WHAT THIS TASK INVOLVES: Using the records below, output the stretch that opens with the line containing "[BUG] Windows PyPy2 (32 bit) support" and closes with the line containing "or build locally.", exactly and including both lines, with nothing more.

EXERCISE MATERIAL:
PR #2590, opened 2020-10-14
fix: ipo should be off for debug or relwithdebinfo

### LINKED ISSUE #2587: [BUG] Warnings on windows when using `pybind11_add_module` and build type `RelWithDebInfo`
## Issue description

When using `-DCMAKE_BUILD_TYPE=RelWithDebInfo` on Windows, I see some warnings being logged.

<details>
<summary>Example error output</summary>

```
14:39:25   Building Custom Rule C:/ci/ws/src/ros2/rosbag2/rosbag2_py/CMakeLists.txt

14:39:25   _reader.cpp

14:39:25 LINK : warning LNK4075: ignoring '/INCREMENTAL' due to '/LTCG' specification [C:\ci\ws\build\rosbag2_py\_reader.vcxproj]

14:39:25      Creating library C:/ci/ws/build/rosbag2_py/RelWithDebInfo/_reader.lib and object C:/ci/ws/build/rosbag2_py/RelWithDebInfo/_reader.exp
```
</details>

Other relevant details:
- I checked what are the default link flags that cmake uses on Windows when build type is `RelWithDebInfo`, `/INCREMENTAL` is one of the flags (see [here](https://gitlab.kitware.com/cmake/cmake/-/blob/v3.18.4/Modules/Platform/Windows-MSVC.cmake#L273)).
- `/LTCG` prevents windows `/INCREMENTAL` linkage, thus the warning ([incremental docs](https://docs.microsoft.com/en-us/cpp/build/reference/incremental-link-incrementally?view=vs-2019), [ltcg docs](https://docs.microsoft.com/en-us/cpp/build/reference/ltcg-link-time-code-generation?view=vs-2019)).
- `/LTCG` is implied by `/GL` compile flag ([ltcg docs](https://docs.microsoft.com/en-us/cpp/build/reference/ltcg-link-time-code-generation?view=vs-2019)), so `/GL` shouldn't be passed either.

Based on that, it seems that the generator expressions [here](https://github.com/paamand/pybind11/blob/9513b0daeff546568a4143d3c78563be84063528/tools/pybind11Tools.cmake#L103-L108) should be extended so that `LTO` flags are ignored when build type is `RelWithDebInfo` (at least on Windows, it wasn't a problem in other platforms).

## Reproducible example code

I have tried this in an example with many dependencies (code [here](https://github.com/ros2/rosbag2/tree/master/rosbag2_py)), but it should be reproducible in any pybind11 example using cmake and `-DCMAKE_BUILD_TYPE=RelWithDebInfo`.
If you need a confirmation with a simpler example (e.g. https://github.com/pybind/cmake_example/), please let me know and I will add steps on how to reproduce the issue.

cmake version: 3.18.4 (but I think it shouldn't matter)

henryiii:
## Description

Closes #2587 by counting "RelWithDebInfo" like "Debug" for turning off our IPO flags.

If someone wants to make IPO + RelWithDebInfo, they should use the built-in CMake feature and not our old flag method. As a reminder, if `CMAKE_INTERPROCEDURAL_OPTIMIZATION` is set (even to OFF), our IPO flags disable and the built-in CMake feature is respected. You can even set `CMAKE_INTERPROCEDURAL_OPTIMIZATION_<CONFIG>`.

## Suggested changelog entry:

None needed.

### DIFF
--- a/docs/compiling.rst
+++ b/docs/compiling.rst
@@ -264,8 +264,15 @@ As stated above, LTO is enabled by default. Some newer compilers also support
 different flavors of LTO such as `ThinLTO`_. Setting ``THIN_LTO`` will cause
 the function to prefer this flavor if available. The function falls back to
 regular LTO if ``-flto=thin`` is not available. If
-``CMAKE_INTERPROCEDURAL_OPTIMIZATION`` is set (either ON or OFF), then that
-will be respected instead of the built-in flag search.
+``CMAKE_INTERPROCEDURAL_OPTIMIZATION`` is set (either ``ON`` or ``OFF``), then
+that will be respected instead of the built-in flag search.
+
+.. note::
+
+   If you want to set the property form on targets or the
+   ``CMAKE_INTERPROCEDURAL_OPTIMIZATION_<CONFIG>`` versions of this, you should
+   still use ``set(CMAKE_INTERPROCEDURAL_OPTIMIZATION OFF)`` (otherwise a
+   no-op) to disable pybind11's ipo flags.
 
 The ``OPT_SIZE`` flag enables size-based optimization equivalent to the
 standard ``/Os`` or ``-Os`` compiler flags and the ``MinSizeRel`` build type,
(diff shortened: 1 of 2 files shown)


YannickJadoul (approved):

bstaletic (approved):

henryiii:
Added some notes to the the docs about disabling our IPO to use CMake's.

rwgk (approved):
==
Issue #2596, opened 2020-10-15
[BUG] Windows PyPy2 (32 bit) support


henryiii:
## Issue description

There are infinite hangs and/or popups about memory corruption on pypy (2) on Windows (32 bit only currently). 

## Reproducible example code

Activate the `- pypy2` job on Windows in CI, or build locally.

TASK RESPONSE:
[BUG] Windows PyPy2 (32 bit) support


henryiii:
## Issue description

There are infinite hangs and/or popups about memory corruption on pypy (2) on Windows (32 bit only currently). 

## Reproducible example code

Activate the `- pypy2` job on Windows in CI, or build locally.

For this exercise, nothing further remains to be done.